20. Grant Stevenson, RW
Leaving Minnesota State University-Mankato after only two seasons, the undrafted Grant Stevenson proved he was ready for AHL with a solid rookie season boosted by an old friend.
Signed as a free agent by the Sharks in April 2003, Stevenson was assigned to Cleveland for 2003-04, and like many of the rookie pros San Jose sent to Cleveland, got off to a slow start. By mid-season Stevenson was receiving regular ice time, displaying his tenacious forechecking with regularity as well as chipping in offensively.
The 5’11” 180-pound forward received reinforcements March 17 when the Barons signed former MSU-Mankato teammate Shane Joseph to a tryout contract. In the 14 games after Joseph was signed Stevenson compiled five goals and 11 assists, many tallied when teamed with Joseph and big winger Nick Bootland. Stevenson finished the season with 13 goals and 26 assists in 71 games, and a +17 rating, tied for second on the team with defenseman Robert Mulick.
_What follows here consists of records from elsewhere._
PR #1939, opened 2020-06-18
Initial mobile support setup

### LINKED ISSUE #1921: Add scripts to generate mobile bindings
**What I'm trying to do**

Create an executable script or make directive that will generate necessary files for iOS and Android SDKs.

**Expected result**

A one line command that runs a script which will produce **.framework, .jar** and **.aar** files.

**Checklist**
- [x] Include dependencies in script
- [x] Implement the SDK strategy from [Go mobile](https://github.com/golang/go/wiki/Mobile)
- [x] Support major targets
  - [x] iOS
  - [x] Android

ToJen:
**Title:**
Created `aries-agent-mobile` folder and supporting files

**Description:**
This should close #1921 

**Summary**:

Added a Makefile that runs necessary commands and an initial folder layout for packages that will be exposed in the mobile SDKs.


cmd/aries-mobile-sdk/.gitignore
```diff
@@ -0,0 +1,7 @@
+#
```
troyronda, line 1: i wonder if the “-sdk” suffix will cause confusion.

cmd/aries-mobile-sdk/.gitignore
```diff
@@ -0,0 +1,7 @@
...
+# Copyright SecureKey Technologies Inc. All Rights Reserved.
+#
+# SPDX-License-Identifier: Apache-2.0
+#
+
+build/
```
soluchok, line 7: Is there a need for `.gitignore`? We have it the root directory.

cmd/aries-mobile-sdk/Makefile
```diff
@@ -0,0 +1,78 @@
+# Copyright SecureKey Technologies Inc.
```
rolsonquadras, line 1: It would be good if we can link this in the Makefile in root folder, so that we don't need to change the directory while building this.

cmd/aries-mobile-sdk/.gitignore
rolsonquadras: Current 2 bindings doesn't have `-framework` or `-sdk` suffix (`aries-agent-rest` and `aries-js-worker`). So, I guess, just `aries-mobile` or `aries-agent-mobile` would be ok.

cmd/aries-mobile-sdk/main.go
```diff
@@ -0,0 +1,11 @@
+/*
+Copyright SecureKey Technologies Inc. All Rights Reserved.
+
+SPDX-License-Identifier: Apache-2.0
+*/
+
+package main
+
+import (
+	//"github.com/hyperledger/aries-framework-go/cmd/aries-mobile-sdk/pkg/framework"
```
soluchok, line 10: You are adding go.sum and go.mod  files but the main file is empty. Please add at least one import. e.g
`_ "github.com/hyperledger/aries-framework-go/cmd/aries-mobile-sdk/pkg/framework"`

cmd/aries-mobile-sdk/.gitignore
ToJen: i see what you mean @troyronda.
@rolsonquadras  i was thinking of `aries-mobile-agent`

cmd/aries-mobile-sdk/.gitignore
ToJen: i thought about this and noticed the js-worker folder has a gitignore as well. my thinking was that this could grow to become it's own repo because of the builds and tests. should I  leave that for when the time comes and move remove this?

cmd/aries-mobile-sdk/Makefile
ToJen: agreed, i'll find a way to link the makefiles together. i expect that there will be many more mobile related targets and don't want to pollute the main makefile.
i'm also avoiding using shell scripts in the mobile section for now because of Windows.

cmd/aries-mobile-sdk/main.go
ToJen: i'll use this `_ "github.com/hyperledger/aries-framework-go"` thanks

cmd/aries-mobile-sdk/.gitignore
soluchok: Just comment on your section. We do not need the second file.

```
# mobile-related files 
cmd/aries-mobile-sdk/build/
```

PR #1947, opened 2020-06-23
refactor: VC extension of Credential Subject

### LINKED ISSUE #1943: VC extension of Credential Subject
At https://github.com/hyperledger/aries-framework-go/blob/afa883b058ee47cb78246f1effa318f85af45a16/pkg/doc/verifiable/credential_extension_test.go#L50, in order to build credential subject of a custom structure, we need to marshal VC and then unmarshal it back into extended VC with the custom credential subject field.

The Stevenson-Joseph connection extended into the playoffs with Stevenson compiling seven assists in nine games while Joseph tallied five goals and four assists.
With his speed and willingness to forecheck, the 23-year-old Stevenson projects to be a solid fourth line energy forward with the offensive ability to fill in on the third line if needed.
Just Outside the Top 20
Selected in the fourth round of the 2004 NHL Entry Draft, center Torrey Mitchell is bound for the University of Vermont in 2004-05. The 5’11” 185-pound pivot potted 25 goals and 37 assists in 25 games for Hotchkiss prep school, named to the New England Prep School Ice Hockey Association DI West All-Star Team along with fellow Shark prospects Carter Lee and Brian O’Hanley. Mitchell is known as a speedy center with good hands who has an excellent work ethic, typical for a Shark prospect center and receives an initial rating of 5.5.
The Sharks second fourth round pick in the 2004 NHL Entry Draft, Halifax Mooseheads goalie Jason Churchill adds to the Sharks impressive depth in net. Playing for a weak Halifax team in the QMJHL, the tall 6’3” 190-pound netminder was eighth in minutes played in the QMJHL with 2894, with a .886 save percentage and a 3.73 goals-against average. A goalie on a precipitous rise after player for Antigonish of the Maritime Junior Hockey League in 2002-03, Churchill is a goalie with good skating skills, lateral movement and strong rebound control. Having yet to put up impressive numbers in the QMJHL, San Jose’s tallest goalie prospect receives an initial rating of 5.0.
Physical defenseman Tim Conboy finds himself just out of the top 20 after rescuing his season with a stellar playoff performance for the Cleveland Barons. With three power play assists in three games, Conboy overcame his lackluster ten point sophomore season in 33 games for the St. Cloud State Huskies. Leaving college early, the 6’2” 210-pound Conboy signed with the Sharks before making his first Cleveland appearance April 29. He will likely become a physical sixth or seventh defenseman willing to drop the gloves and receives a 5.0 rating.